There is currently a tremendous opportunity for users to make use of Yellowstone. User jobs should run as usual, as long as they do not try to access files in /glade/p project spaces or the /glade/p/work directories.

Attempts to access files in /glade/p will return error messages such as "No such file or directory" until /glade/p is remounted.

CISL is working with IBM, which has staff on site, to resolve the file system issue as soon as possible. At this time we have no estimate for when /glade/p will be available.

May 9, 2014

CISL recently asked HPSS users who had data stored on media called "B-tapes" to review those data to consider if any could be deleted rather than migrated to new tape library media. If you have already reviewed such holdings, thank you. If you have not yet done your review, please do so. Removing unnecessary files reduces your ongoing storage charges, accelerates the migration to new storage media, and lowers overall data storage and management costs.

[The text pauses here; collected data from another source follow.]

Issue #411, opened 2023-06-06
When displaying the update candidates, display the name of the channel the update was found in


spyrkob:
The example output would be:

```
Updates found:
  org.yaml:snakeyaml                                    1.29                 ==>  1.33  [EAP 8.0]
```

Note: `ChannelSession` in wildfly-channel will have to be modified to expose this information.
Note2: The update candidate would have to preserve this information to display diff correctly.

moulalis:
Hi @spyrkob could you please assign this to me?

PR #447, opened 2023-08-29
[issue:411] When displaying the update candidates, display the name of the channel the update was found in

moulalis:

To determine if any of your data are stored on B-tapes, see HPSS B-tape files. Because of the high cost of updating the B-tape lists, deletions that you have done already will not be reflected in the B-tape listings.

Contact cislhelp@ucar.edu if you need help moving or deleting large numbers of files.

May 6, 2014

The WRF Users' Workshop will take place June 23-27. Papers focusing on development and testing in all areas of model applications are especially encouraged. The early registration deadline is June 8. The deadline for submitting short abstracts is May 2 and extended abstracts will be due June 16. Authors may request either a poster or oral presentation, although posters are encouraged due to time constraints for oral sessions. The workshop will open June 23 with a half-day session on best practices for applying WRF, WRFDA, and WRF Chem and will close on June 27 with six tutorials. See WRF Users' Workshop for details.